### WHAT THIS TASK INVOLVES
Pull every line containing the word "dataproc" from the records.

** Opening DATA FOR REVIEW block **

PR #1070, opened 2019-09-20
[IA-1323] Jc creation timeout

jdcanas:
Of particular interest is the unit test - should I be verifying more?

In all cases:

### DIFF
--- a/http/src/main/resources/reference.conf
+++ b/http/src/main/resources/reference.conf
@@ -104,8 +104,8 @@ monitor {
   recreateCluster = true
   creatingTimeLimit = 1 hour
   startingTimeLimit = 20 minutes
-  stoppingTimeLimit = 10 minutes
-  deletingTimeLimit = 20 minutes
+  stoppingTimeLimit = 1 hour
+  deletingTimeLimit = 1 hour
   updatingTimeLimit = 20 minutes
 }
 
--- a/http/src/main/resources/reference.conf
+++ b/http/src/main/resources/reference.conf
@@ -2,7 +2,6 @@
 # Google Cloud dataproc configuration
 dataproc {
   applicationName = "firecloud:leonardo"
-  defaultExecutionTimeout = 30 minutes
   jupyterServerName = "jupyter-server"
   rstudioServerName = "rstudio-server"
   welderServerName = "welder-server"
--- a/http/src/main/resources/reference.conf
+++ b/http/src/main/resources/reference.conf
@@ -103,6 +103,7 @@ monitor {
   pollPeriod = 15 seconds
   maxRetries = -1  # means retry forever
   recreateCluster = true
+  creationTimeLimit = 20 minutes
 }
 
 # akka values are not specified here because they are only picked up in the leonardo.conf
--- a/http/src/main/resources/reference.conf
+++ b/http/src/main/resources/reference.conf
@@ -103,7 +103,11 @@ monitor {
   pollPeriod = 15 seconds
   maxRetries = -1  # means retry forever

** Closing DATA FOR REVIEW block **

### EXPECTED OUTPUT
 # Google Cloud dataproc configuration
 dataproc {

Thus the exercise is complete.